> [WORK TO BE COMPLETED]:
When you reach the line containing "## Breaking Change?", include it and stop; until then, return each line of the material exactly, starting with the first.

PROVIDED DATA below:

PR #3101, opened 2024-03-27
feat: Add custom long tap delay

lucasnlm:
# Description

Currently `longTapDelay` is hardcoded to 300ms.
This is good for most of the games. But same games required custom long press values.
This PR allows it.

## Checklist

## Breaking Change?

## Related Issues

### DIFF
--- a/packages/flame/lib/src/events/component_mixins/tap_callbacks.dart
+++ b/packages/flame/lib/src/events/component_mixins/tap_callbacks.dart
@@ -16,13 +16,18 @@ mixin TapCallbacks on Component {
   void onTapUp(TapUpEvent event) {}
   void onTapCancel(TapCancelEvent event) {}
 
+  /// The delay (in milliseconds) after which a tap is considered a long tap.
+  int get longTapDelay => 300;
+
   @override
   @mustCallSuper
   void onMount() {
     super.onMount();
     final game = findRootGame()!;
     if (game.findByKey(const MultiTapDispatcherKey()) == null) {
-      final dispatcher = MultiTapDispatcher();
+      final dispatcher = MultiTapDispatcher(
+          longTapDelay: longTapDelay,
+      );
       game.registerKey(const MultiTapDispatcherKey(), dispatcher);
       game.add(dispatcher);
     }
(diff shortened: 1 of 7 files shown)


packages/flame/lib/src/events/flame_game_mixins/multi_tap_dispatcher.dart
```diff
@@ -118,9 +125,9 @@ class MultiTapDispatcher extends Component implements MultiTapListener {
 
   //#region MultiTapListener API
 
-  /// The delay (in seconds) after which a tap is considered a long tap.
+  /// The delay (in milliseconds) after which a tap is considered a long tap.
   @override
-  double get longTapDelay => 0.300;
+  int get longTapDelay => _longTapDelay;
```
spydon, line 130: In Flame we use seconds everywhere, so this should not be changed to milliseconds

packages/flame/lib/src/events/component_mixins/tap_callbacks.dart
```diff
@@ -16,13 +16,18 @@ mixin TapCallbacks on Component {
   void onTapUp(TapUpEvent event) {}
   void onTapCancel(TapCancelEvent event) {}
 
+  /// The delay (in milliseconds) after which a tap is considered a long tap.
+  int get longTapDelay => 300;
```
spydon, line 20: It's a bit strange that it is coming from this mixin, since it'll only have effect the first time a component is added. I think for this case it might be worth adding a `static` variable to the dispatcher.

spydon (commented):
It's a good idea, we just need to discuss the implementation details

packages/flame/lib/src/events/component_mixins/tap_callbacks.dart
lucasnlm: You mean a mutable static? I don't like the ideia. Is there any alternative?

spydon: There are few times where static variables are useful, but since passing this value in from the mixin just makes it more confusing for the user since they'll believe that they can set it per tappable component, I think it is a better option.
However, one downside of it is that it does affect the possibility of having multiple different games in the same app with different long tap delays (a very rare use-case). I don't have any other ideas for how to solve this, if you do, feel free to suggest them.

lucasnlm: @spydon Added an alternative implementation here: https://github.com/flame-engine/flame/pull/3110

lucasnlm:
Canceled in favor of https://github.com/flame-engine/flame/pull/3110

End of PROVIDED DATA.

> [WORKED SOLUTION]:
PR #3101, opened 2024-03-27
feat: Add custom long tap delay

lucasnlm:
# Description

Currently `longTapDelay` is hardcoded to 300ms.
This is good for most of the games. But same games required custom long press values.
This PR allows it.

## Checklist

## Breaking Change?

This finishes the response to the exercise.